Tuesday, February 3, 2009
Wall Street Journal Flops On New Deal History
The right-wing New Deal conniption fit
The latest salvo came Monday morning in a piece by two economists, Harold L. Cole and Lee. E. Ohanian: "How Government Prolonged the Depression."
Defenders of the New Deal will find much to argue with in Cole and Ohanion's account, but for simplicity's sake, I am going to zero in on just one point -- the impact of the New Deal on unemployment.
Cole and Ohanian:
The goal of the New Deal was to get Americans back to work. But the New Deal didn't restore employment. In fact, there was even less work on average during the New Deal than before FDR took office.
How can one make this claim? Unemployment reached 25 percent in the Great Depression, and fell steadily until World War II (although there were some bumps up along the way). Ah, but the revisionist position is that unemployment did not fall as much as it should have. And this argument is based on an interesting interpretation of the available data.
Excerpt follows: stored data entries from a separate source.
Issue #1913, opened 2015-05-04
Remember volume between closes?


victorhooi:
Would it be possible to add a configuration option to remember the volume level after `mpv` closes?

For example, using the VLC player as an example, if you set the volume to 75%, and then close VLC, next time you open VLC, it will still be set to 75% volume - it doesn't forget it each time it closes.

selsta:
Quit with `Q` or write `save-position-on-quit` in your config file.

victorhooi:
Hmm, I just checked - it saves position as well as volume but only for that *one* file - as in, it doesn't preserve the volume between files.

VLC seems to preserve volume by default between files - there isn't a separate volume for each file.

For me, I find 100% volume at `mpv` always too loud (almost painfully so), whenever I open a new video the first thing I have to do is crank the volume right down with `9`. It's annoying that it resets to 100% every time. However, if I change my listening environment, I might want to use a new default level - and it'd be nice to remember that between files.

(Another thing is that I find using 9/0 to change volume not as intuitive as using the scroll mouse (default in VLC) - however, that's really more a personal preference, or what I'm used to, as opposed to an actual issue...lol).

selsta:
Does putting `volume=75` in the config work?

>(Another thing is that I find using 9/0 to change volume not as intuitive as using the scroll mouse (default in VLC)

This can be changed in the input.conf file.

Argon-:
How often do you change your listening environment?
Just put `volume=50` into your config. Please note this is a percentage, so when you use `softvol=200` a `volume=50` results in half the specified softvol value.

wm4:
mpv is not a GUI program. We don't have persistent settings. The only exception is the watch later feature, but it's per-file, and not global.

kevmitch:
why don't you just reduce the system master volume?

kevmitch:
To clarify, I'm not just saying that to be a dick, but because the results will generally be superior.
a) you won't have volume discrepancies between different apps
b) softvol is done in software which introduces rounding errors, whereas there's a good chance that the system master volume is actually done in hardware after the DAC.

haasn:
If you *really* need persistent per-stream/per-application volume controls for whatever reason, you could use PulseAudio.

victorhooi:
Thanks everybody for their tips.

[...]

PR #17824, opened 2026-04-26
player/loadfile: show OSD error before exiting in pseudo-gui mode

kasper93:
When a file fails to load in pseudo-gui mode, mpv would close immediately. Since the terminal is suppressed in this mode, the user sees the window vanish with no explanation, indistinguishable from a crash.

Render the error on the OSD when end-file fires with an error and hold the window open briefly via a short idle wait before the playloop exits. The duration is controlled by the new --error-message-duration option (default 4 seconds, 0 disables); issuing quit (or closing the window) aborts the wait. Behavior outside pseudo-gui is unchanged.

### DIFF
--- a/DOCS/interface-changes/pseudo-gui-error.txt
+++ b/DOCS/interface-changes/pseudo-gui-error.txt
@@ -1,0 +1,2 @@
+add `--error-message-duration` option to control how long the OSD error is
+shown after a failed load in `pseudo-gui` mode before mpv exits
--- a/DOCS/man/options.rst
+++ b/DOCS/man/options.rst
@@ -806,7 +806,9 @@ Program Behavior
     commands. (Default: ``no``)
 
     ``once`` will only idle at start and let the player close once the
-    first playlist has finished playing back.
+    first playlist has finished playing back. In ``pseudo-gui`` mode, a
+    failed load is reported on the OSD before exiting; see
+    ``--error-message-duration``.
 
 ``--include=<configuration-file>``
     Specify configuration file to be parsed after the default ones.
@@ -3418,6 +3420,13 @@ Window
     image when encoding, you need to use ``--demuxer=lavf
     --demuxer-lavf-o=loop=1``, and use ``--length`` or ``--frames`` to stop
     after a particular time.
+
+``--error-message-duration=<seconds>``
+    When a file fails to load in ``pseudo-gui`` mode, mpv shows the error on
+    the OSD and keeps the window open for this many seconds before exiting,
+    instead of closing silently. Triggering ``quit`` (or closing the window)
+    aborts the wait and exits immediately. Set to ``0`` to disable.
+    (Default: 4)
 
 ``--force-window=<yes|no|immediate>``
     Create a video output window even if there is no video. This can be useful
--- a/options/options.c
+++ b/options/options.c
@@ -620,6 +620,8 @@ static const m_option_t mp_opts[] = {
     {"keep-open-pause", OPT_BOOL(keep_open_pause)},
     {"image-display-duration", OPT_DOUBLE(image_display_duration),
         M_RANGE(0, INFINITY)},
+    {"error-message-duration", OPT_DOUBLE(error_message_duration),
+        M_RANGE(0, INFINITY)},
 
     // select audio/video/subtitle stream
     // keep in sync with num_ptracks[] and MAX_PTRACKS
@@ -1053,6 +1055,7 @@ static const struct MPOpts mp_default_opts = {
     .rebase_start_time = true,
     .keep_open_pause = true,
     .image_display_duration = 5.0,
+    .error_message_duration = 4.0,
     .stream_id = { { [STREAM_AUDIO] = -1,
                      [STREAM_VIDEO] = -1,
                      [STREAM_SUB] = -1, },
--- a/options/options.h
+++ b/options/options.h
@@ -303,6 +303,7 @@ typedef struct MPOpts {
     int keep_open;
     bool keep_open_pause;
     double image_display_duration;
+    double error_message_duration;
     char *lavfi_complex;
     int stream_id[2][STREAM_TYPE_COUNT];
     char **stream_lang[STREAM_TYPE_COUNT];
--- a/player/core.h
+++ b/player/core.h
@@ -297,6 +297,10 @@ typedef struct MPContext {
     int files_errored;      // played, but errors happened at one point
     int files_broken;       // couldn't be played at all
 
+    // Deadline (mp_time_ns) until which the playloop holds idle to keep the
+    // post-error OSD message visible in pseudo-gui mode. 0 if not armed.
+    int64_t error_display_deadline;
+
     // Current file statistics
     int64_t shown_vframes, shown_aframes;
 
--- a/player/loadfile.c
+++ b/player/loadfile.c
@@ -47,6 +47,7 @@
 #include "input/input.h"
 #include "misc/json.h"
 #include "misc/language.h"
+#include "misc/path_utils.h"
 
 #include "audio/out/ao.h"
 #include "filters/f_decoder_wrapper.h"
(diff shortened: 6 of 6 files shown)


na-na-hi:
> When a file fails to load in pseudo-gui mode, mpv would close immediately.

The real bug here is pseudo-gui mode using `--idle=once` instead of `--idle=yes`. All other GUI media players behave like `--idle=yes`. If `--idle=yes` is used then there is no need for this PR that adds special handing to playback core. The error message is visible in console, and a script can be added to display error message on OSD if wanted.

kasper93:
> > When a file fails to load in pseudo-gui mode, mpv would close immediately.
> 
> The real bug here is pseudo-gui mode using `--idle=once` instead of `--idle=yes`. All other GUI media players behave like `--idle=yes`. If `--idle=yes` is used then there is no need for this PR that adds special handing to playback core. The error message is visible in console, and a script can be added to display error message on OSD if wanted.

I considered this. However, I think this change may be jarring for mpv purist, who like that mpv closes immediately after playback. Including images, that after 5 seconds just disappear from your screen, such that you don't even have time to fullscreen it to view it properly.

On the other hand, if you are suggesting that, maybe we could change it. Additionally, `keep-open` is a nice feature too!

> The error message is visible in console,

According to our telemetry 99.97% of mpv users have no idea of console.lua existence. Obviusly it's still needed tho, because error on OSD is quite general, like "failed loading" or "file not found", it doesn't give full picture, but gives enough information to know, that mpv has not crashed and just failed to open.

> and a script can be added to display error message on OSD if wanted.

This seems overkill to add a script to display OSD message, most of OSD messages are handled inside the player. Think of the installations without lua/js enabled.

na-na-hi:
> I considered this. However, I think this change may be jarring for mpv purist, who like that mpv closes immediately after playback. Including images, that after 5 seconds just disappear from your screen, such that you don't even have time to fullscreen it to view it properly.

This PR isn't any better. It shows a message for 4 seconds instead of quitting immediately, while leaving no chance to handle the error before it exits, so it's also not very useful. 

It would be more useful to add an option like `--idle=after-error` that makes player idle instead of quitting due to file loading error. 

> This seems overkill to add a script to display OSD message, most of OSD messages are handled inside the player. Think of the installations without lua/js enabled.

OSD is only used by player for commands, properties, and playback time status. It is not used to show errors. In mpc-hc, error is shown in status bar, not OSD. 

C plugin or run script can be used without lua/js.

kasper93:
> > I considered this. However, I think this change may be jarring for mpv purist, who like that mpv closes immediately after playback. Including images, that after 5 seconds just disappear from your screen, such that you don't even have time to fullscreen it to view it properly.
> 
> This PR isn't any better. It shows a message for 4 seconds instead of quitting immediately, while leaving no chance to handle the error before it exits, so it's also not very useful.

It preserves core mpv quality of disappearing the window before you have a chance to look at it, while showing the OSD message. So, it's improvement.

It's consistent with the `idle` mode behavior. I don't think showing error message, should be tied to idle mode. Of course you can argue that `idle=yes` is better default, but such change is orthogonal to this PR. Simply because if user does `idle=no` in their config, the root cause of the issue happens again. Hence, the `idle=yes` is a workaround, for deficiency of handling opening errors in pseudo gui mode, not the other way.

> It would be more useful to add an option like `--idle=after-error` that makes player idle instead of quitting due to file loading error.

This is the worse solution of all, why would you want idle after error, but not idle after file playback.

> > This seems overkill to add a script to display OSD message, most of OSD messages are handled inside the player. Think of the installations without lua/js enabled.
> 
> OSD is only used by player for commands, properties, and playback time status. It is not used to show errors.
> 
> C plugin or run script can be used without lua/js.

Sorry, but I disagree on c plugin to show OSD message. You seem to overcomplicate things, only for the sake of some imagined design decision.

> In mpc-hc, error is shown in status bar, not OSD.

mpc-hc shows status bar in GUI, while mpv does not. Not sure how this is relevant.

na-na-hi:
> It preserves core mpv quality of disappearing the window before you have a chance to look at it, while showing the OSD message. So, it's improvement.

As Amity Shlaes, currently the premier anti-New Deal historical revisionist writing for a popular audience, explained proudly in her own Wall Street Journal opinion piece in November, "The Krugman Recipe for Depression," a necessary step is to not count as employed those people in "temporary jobs in emergency programs."
That means, everyone who got a job during the Great Depression via the Works Progress Administration (WPA) or Civilian Conservation Corps (CCC), or any other of Roosevelt's popular New Deal workfare programs, doesn't get counted as employed in the statistics used by Cole, Ohanian and Shlaes.
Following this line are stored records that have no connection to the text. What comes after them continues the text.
PR #17825, opened 2026-04-27
Fix #17357: autofit-larger ignored when opening audio cover art

### LINKED ISSUE #17357: mpv seems to ignore config file (or --autofit-larger) when opening audio cover art
### mpv Information

```bash
mpv v0.41.0 Copyright © 2000-2025 mpv/MPlayer/mplayer2 projects
 built on Dec 28 2025 10:15:23
libplacebo version: v7.351.0
FFmpeg version: n8.0.1
FFmpeg library versions:
   libavcodec      62.11.100
   libavdevice     62.1.100
   libavfilter     11.4.100
   libavformat     62.3.100
   libavutil       60.8.100
   libswresample   6.1.100
   libswscale      9.1.100
```

### Other Information

```text
- Linux version:Cachy OS
- Kernel Version:Linux cachyos-x8664 6.18.7-2-cachyos #1 SMP PREEMPT_DYNAMIC Sat, 24 Jan 2026 21:21:21 +0000 x86_64 GNU/Linux

- GPU Model:01:00.0 VGA compatible controller [0300]: NVIDIA Corporation TU116 [GeForce GTX 1650] [10de:2188] (rev a1)

- Mesa/GPU Driver Version:driverInfo                                           = 590.48.01

- Window Manager and Version:KDE 6.5.5

- Source of mpv: pacman
```

### Reproduction Steps

1. open an audio file with a high res cover art
2. mpv goes out of windows bound

heres how 1080p video shows up in a smaller windowas expected of config file:
Image

here's how audio covers load and this not following autofit-larger:
Image

They are both on local disks

### Expected Behavior

it should follow the config flag (--autofit-larger)

### Actual Behavior

it doesnt follow the config

### Log File

[output.txt](https://github.com/user-attachments/files/24974428/output.txt)

### Sample Files

https://files.catbox.moe/brwt84.flac 

xan-verse:
Bug #17357 

Wayland gatekeeps border calculations so mpv can't account for them when calculating the window dimensions. Thus, the window was getting cut off in Wayland with autofit-larger=100%x100%, when it should be just 100% of the screen's height. Wayland uses KDE's KWin to calculate the border size, which uses a base px size and then uses DPI to do the calculation.

Since the border calculation, and thus this base px size, is always protected from mpv, an estimation was made, which then is converted into a percentage relative to the screen's height (the DPI conversion is covered by KWin). Then we subtract that percentage from the percentage passed through autofit-larger. This way we'll have mpv's window occupying slightly less and giving space for the border, giving us in the end the intended height. This was tested in two screens with different sizes and it worked and adapted well.

### DIFF
--- a/video/out/wayland_common.c
+++ b/video/out/wayland_common.c
@@ -3802,6 +3802,16 @@ static void set_geometry(struct vo_wayland_state *wl, bool resize)
 
     struct vo_win_geometry geo;
     struct mp_rect screenrc = wl->current_output->geometry;
+
+    if (wl->opts->border && wl->opts->autofit_larger.h > 0) {
+        int reference_height = wl->current_output->geometry.y1;
+        int base_px = 43;
+
+        int border_percent = (base_px * 100 / reference_height);
+
+        wl->opts->autofit_larger.h -= border_percent;
+    }
+
     vo_calc_window_geometry(vo, wl->opts, &screenrc, &screenrc, wl->scaling_factor, false, &geo, NULL);
     vo_apply_window_geometry(vo, &geo);
 


kasper93:
I don't think hardcoding border/titlebar size in code is good solution. You can however hardcoded it in your config `autofit-larger=1920x1037` for example. Note we do not support expressions there, but you could use a script if you want to have to fully automatic.

Dudemanguy:
Other wayland compositors besides Plasma exist. And I would assume you could also change border size in Plasma which would throw off this calculation. There's simply no way to account for this. If you as a user know your own border size, then use that with the `--geometry`. We can't hardcode this.

xan-verse:
Hi, thanks for the comments! I see, hardcoding border sizes does feel odd. However, mpv is still having a behavior that is different from the one promised in the argument's description, which is that the window would not exceed the specified height/width.

Should we perhaps force the option to deactivate borders if the height that is passed in is too big?

Dudemanguy:
You could make an auto profile that sets `border=no` if the size goes over a certain number if you want.

xan-verse:
Oh alright, that makes sense yeah. But that profile would be a personal configuration choice, right? And thus this issue is not to be fixed inside mpv's actual code?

Let us reflect, for a moment, on what the men and women employed by those programs achieved (aside from earning cash to buy food and pay for shelter, of course). In his paper, "Time for a New, New Deal," Marshall Auerback (pointed to by economist James Galbraith) summarizes:
The government hired about 60 per cent of the unemployed in public works and conservation projects that planted a billion trees, saved the whooping crane, modernized rural America, and built such diverse projects as the Cathedral of Learning in Pittsburgh, the Montana state capitol, much of the Chicago lakefront, New York's Lincoln Tunnel and Triborough Bridge complex, the Tennessee Valley Authority and the aircraft carriers Enterprise and Yorktown.
It also built or renovated 2,500 hospitals, 45,000 schools, 13,000 parks and playgrounds, 7,800 bridges, 700,000 miles of roads, and a thousand airfields. And it employed 50,000 teachers, rebuilt the country's entire rural school system, and hired 3,000 writers, musicians, sculptors and painters, including Willem de Kooning and Jackson Pollock.
In other words, millions of men and women earned a living wage and self-respect and contributed mightily to the national infrastructure. But, according to the statistics as interpreted on the Wall Street Journal editorial page, they were unemployed.